Supporting the development of treatments for rare diseases – it’s in our DNA

To mark Rare Disease Day 2021, Professor Alan Boyd reflects on the work that he and his colleagues carry out to support the development of advanced cell and gene therapies to treat orphan diseases.

Rare Disease Day aims to raise awareness of the 300 million people across the globe that are living with a rare disease. In Europe, a disease is considered to be rare when it affects fewer than 1 in 2000 people, and there are approximately 6,000 rare diseases that have been identified to date.

Each rare disease may only affect a small number of people, and due to the lack of scientific knowledge, information and data on these diseases, there is often a delay in diagnosis and access to treatment or care, if it exists.

“Often relatively common symptoms in patients can hide underlying rare diseases and lead to misdiagnosis. But access to the right or best treatments is the challenge,” says Professor Boyd. “Historically big pharma has had little interest in developing medicines that ultimately will only treat a small number of patients. The emergence of innovative biotechs and new technologies has led to a growing interest in the development of therapies to help address this unmet need.”

Seventy-two percent of all known rare diseases are genetic, whilst others result from infections, allergies and environmental causes, and seventy percent of those genetic diseases start in childhood.

Boyds was formed in 2005 to support researchers who were moving into the field of innovative and biologically-based medicines, such as antibodies, immunotherapies and cell and gene therapies, but lacked the experience needed to develop and progress these products to become approved medicines.

The very nature of rare diseases means that research needs to be international to facilitate collaboration and pooling of the relevant resources and expertise across clinicians, researchers. Boyds has built a wide network as well as a strong global reputation for its work and won a Queen’s Award in recognition for its international work supporting the development of gene therapies.
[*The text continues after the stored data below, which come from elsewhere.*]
PR #1384, opened 2022-12-21
Stop autogenerating examples where we already have one

richvdh:
If an object definition already has an example, we shouldn't try to extend that
definition by adding examples derived from the individual properties. Doing so
is confusing, and there is no way to inhibit it when it is not desired. It's
also not what the RapiDoc viewere does, so we end up with examples being
inconsistent.

Preview: https://pr1384--matrix-spec-previews.netlify.app

### DIFF
--- a/data/api/client-server/administrative_contact.yaml
+++ b/data/api/client-server/administrative_contact.yaml
@@ -210,14 +210,12 @@ paths:
               client_secret:
                 type: string
                 description: The client secret used in the session with the homeserver.
+                example: "d0nt-T3ll"
               sid:
                 type: string
                 description: The session identifier given by the homeserver.
+                example: "abc123987"
             required: ["client_secret",  "sid"]
-            example: {
-              "sid": "abc123987",
-              "client_secret": "d0nt-T3ll"
-            }
       responses:
         200:
           description: The addition was successful.
--- a/data/api/client-server/cross_signing.yaml
+++ b/data/api/client-server/cross_signing.yaml
@@ -75,6 +75,11 @@ paths:
                 allOf:
                 - $ref: "definitions/auth_data.yaml"
             example: {
+              "auth": {
+                "type": "example.type.foo",
+                "session": "xxxxx",
+                "example_credential": "verypoorsharedsecret"
+              },
               "master_key": {
                 "user_id": "@alice:example.com",
                 "usage": ["master"],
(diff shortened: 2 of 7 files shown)


data/api/client-server/administrative_contact.yaml
```diff
@@ -210,14 +210,12 @@ paths:
...
+                example: "d0nt-T3ll"
               sid:
                 type: string
                 description: The session identifier given by the homeserver.
+                example: "abc123987"
             required: ["client_secret",  "sid"]
-            example: {
-              "sid": "abc123987",
-              "client_secret": "d0nt-T3ll"
-            }
```
richvdh, line 220: this is so that we still get an example for `auth`.

data/api/client-server/cross_signing.yaml
```diff
@@ -75,6 +75,11 @@ paths:
                 allOf:
                 - $ref: "definitions/auth_data.yaml"
             example: {
+              "auth": {
+                "type": "example.type.foo",
+                "session": "xxxxx",
+                "example_credential": "verypoorsharedsecret"
+              },
```
richvdh, line 82: again, this means that we still get an example for `auth`.

data/api/identity/definitions/request_email_validation.yaml
```diff
@@ -12,11 +12,6 @@
 # See the License for the specific language governing permissions and
 # limitations under the License.
 type: object
-example: {
-  "client_secret": "monkeys_are_GREAT",
-  "email": "foo@example.com",
-  "send_attempt": 1
-}
```
richvdh, line 19: this is redundant (the individual fields all have examples), but also, this object is inherited elsewhere and this example was overriding the examples for the fields in the derived object.

data/api/identity/definitions/request_msisdn_validation.yaml
```diff
@@ -12,12 +12,6 @@
 # See the License for the specific language governing permissions and
 # limitations under the License.
 type: object
-example: {
-  "client_secret": "monkeys_are_GREAT",
-  "country": "GB",
-  "phone_number": "07700900001",
-  "send_attempt": 1
-}
```
richvdh, line 20: ditto

data/api/server-server/user_devices.yaml
```diff
@@ -88,7 +88,6 @@ paths:
                   The user\'s master cross-signing key.
                 allOf:
                   - $ref: ../client-server/definitions/cross_signing_key.yaml
-                  # FIXME: why isn't the doc generator picking up this example?
```
richvdh, line 91: ... this was why.

dbkr (approved):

Over the past sixteen years, the team at Boyds has obtained over forty orphan drug designations with the EMA and FDA and has been directly involved at some time in the development of seven out of the ten gene therapy products that have been approved for patient use on both sides of the Atlantic.

“This is something I am hugely proud of. I have been able to witness first-hand how some of these important medicines have and are transforming patient lives,” says Professor Boyd.

“There is a long journey ahead in the development of treatments for rare diseases, but this is a growing area and one that is attracting interest from researchers as well as investors. This momentum will lead to the successful development of many more medicines to treat rare diseases in the years ahead and our team is committed to supporting this.”

The team at Boyds supports biotechs and academic groups across the globe with the development of medicines working with them every step of the way from programme management through to setting up and managing global clinical trials, to preparing regulatory submissions and dealing with the regulatory authorities. This is all done with one aim in mind, to develop medicines for patient benefit.